‘Scale of the potential closures would likely cause an unwarranted degree of damage’
The Central Bank has warned of a wave of insolvencies as the pandemic wanes, but said not all firms should be allowed to fail.
A quarter of smaller firms could fail if they were struggling before Covid hit, the Bank said in research published yesterday.
“It would be a mistake to continue with protection and forbearance in perpetuity, just as it would be wrong to allow all companies making losses currently to fail,” said Central Bank governor Gabriel Makhlouf.
Deputy governor Sharon Donnery said smaller firms should not be judged against normal standards given the ongoing lockdown and economic uncertainty.
“Now is not the time to begin assessing companies’ survival prospects based on what we understood as pre-pandemic norms. The scale of the potential closures would likely cause an unwarranted degree of damage to the labour market and to our economy.”

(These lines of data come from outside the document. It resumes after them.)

PR #41, opened 2024-03-06
bootcamp

nrudba:


modules/bootcamp/decision_simple_waypoint.py
```diff
@@ -37,7 +37,7 @@ def __init__(self, waypoint: location.Location, acceptance_radius: float):
         # ↓ BOOTCAMPERS MODIFY BELOW THIS COMMENT ↓
         # ============
 
-        # Add your own
+        self.eps = 0.01
```
maxlou05, line 40: Great idea. But just use the given `acceptance_radius` rather than creating your own.

modules/bootcamp/detect_landing_pad.py
```diff
@@ -86,33 +86,30 @@ def run(self, image: np.ndarray) -> "tuple[list[bounding_box.BoundingBox], np.nd
...
-        # Hint: .shape gets the dimensions of the numpy array
-        # for i in range(0, ...):
-            # Create BoundingBox object and append to list
-            # result, box = ...
-
-        # Remove this when done
-        raise NotImplementedError
+        for i in range(boxes_cpu.shape[0]):
+            result, box = bounding_box.BoundingBox.create(boxes_cpu[i])
+            if result: bounding_boxes.append(box)
```
maxlou05, line 110: Great job! However, usually we would discard the entire dataset if part of it is wrong (in this case, we would discard the entire image, ie. return [] instead of some of the valid bounding boxes). (You do not need to change anything here, just something to think about)

modules/bootcamp/decision_waypoint_landing_pads.py
```diff
@@ -67,11 +69,33 @@ def run(self,
...
-        # Remove this when done
-        raise NotImplementedError
+        def sqrdist(p1: location.Location, p2: location.Location):
+            dx = p2.location_x - p1.location_x
+            dy = p2.location_y - p1.location_y
+            return dx * dx + dy * dy
+
+        if self.reached_waypoint:
+            if not self.landing_pad:
+                self.landing_pad = min(landing_pad_locations, key = lambda pt: sqrdist(pt, self.waypoint))
```
maxlou05, line 79: Great use of the min and lambda!

maxlou05 (commented):
Reviewed.

modules/bootcamp/decision_simple_waypoint.py
```diff
@@ -68,10 +68,20 @@ def run(self,
...
-        # Do something based on the report and the state of this class...
-
-        # Remove this when done
-        raise NotImplementedError
+        def sqrdist(p1: location.Location, p2: location.Location):
+            dx = p2.location_x - p1.location_x
+            dy = p2.location_y - p1.location_y
+            return dx * dx + dy * dy
+
+        if report.status != drone_status.DroneStatus.HALTED: return command
```
maxlou05, line 76: There is no need to return an empty command when the drone is not halted. You can just remove this line, as constantly sending a new move command is fine as well.

modules/bootcamp/decision_waypoint_landing_pads.py
```diff
@@ -67,11 +67,26 @@ def run(self,
...
-        # Do something based on the report and the state of this class...
-
-        # Remove this when done
-        raise NotImplementedError
+        def sqrdist(p1: location.Location, p2: location.Location):
+            dx = p2.location_x - p1.location_x
+            dy = p2.location_y - p1.location_y
+            return dx * dx + dy * dy
+
+        if report.status != drone_status.DroneStatus.HALTED: return command
```
maxlou05, line 75: Same here, you can just keep sending move commands, no need to send an empty command.

modules/bootcamp/decision_waypoint_landing_pads.py
```diff
@@ -67,11 +67,26 @@ def run(self,
...
+
+        if self.landing_pad:
```
maxlou05, line 77: You need to add back the check for when the drone is close to the landing pad. This will instantly land as soon as we decide which landing pad to land at.

modules/bootcamp/decision_waypoint_landing_pads.py
```diff
@@ -67,11 +67,26 @@ def run(self,
...
+            command = commands.Command.create_land_command()
+        elif sqrdist(report.position, self.waypoint) <= self.acceptance_radius * self.acceptance_radius:
+            self.landing_pad = min(landing_pad_locations, key=lambda pt: sqrdist(pt, self.waypoint))
+            command = commands.Command.create_set_relative_destination_command(
```
maxlou05, line 81: You may want to add a check in case `self.landing_pad = None`, as it would give an error here.

maxlou05 (commented):
Reviewed.

maxlou05 (commented):
LGTM

PR #43, opened 2024-04-02
Alvin Autonomy Bootcamp

AJM432:


modules/bootcamp/decision_simple_waypoint.py
```diff
@@ -37,7 +37,12 @@ def __init__(self, waypoint: location.Location, acceptance_radius: float):
         # ↓ BOOTCAMPERS MODIFY BELOW THIS COMMENT ↓
         # ============
 
-        # Add your own
+        # Validate data
+        if abs(self.waypoint.location_x) > 60 or abs(self.waypoint.location_y) > 60:
+            print("Invalid waypoint, must be in flight boundary")
+    
+    def euclidean_distance_squared(self, x0: float, y0: float, x1: float, y1: float) -> float:
+        return (x1-x0)**2 + (y1-y0)**2
```
maxlou05, line 45: Great use of type hinting and distance squared! (No need to change anything here)

modules/bootcamp/detect_landing_pad.py
```diff
@@ -86,32 +86,34 @@ def run(self, image: np.ndarray) -> "tuple[list[bounding_box.BoundingBox], np.nd
         # * conf
         # * device
         # * verbose
-        predictions = ...
+        predictions = self.__model.predict(source=image, conf=0.7, device=self.__DEVICE, verbose=True)
```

Over 70pc of small and medium-sized firms (SMEs) – those with 250 employees or fewer – experienced some fall in turnover in 2020, the survey said.
Hotels and restaurants bore the brunt of the downturn, while wholesale trade and business services were least affected, according to the research, done jointly with the Economic and Social Research Institute.
An average of 40pc of firms cut spending to deal with the pandemic last year.
Over 30pc of businesses made losses, while a further 30pc broke even.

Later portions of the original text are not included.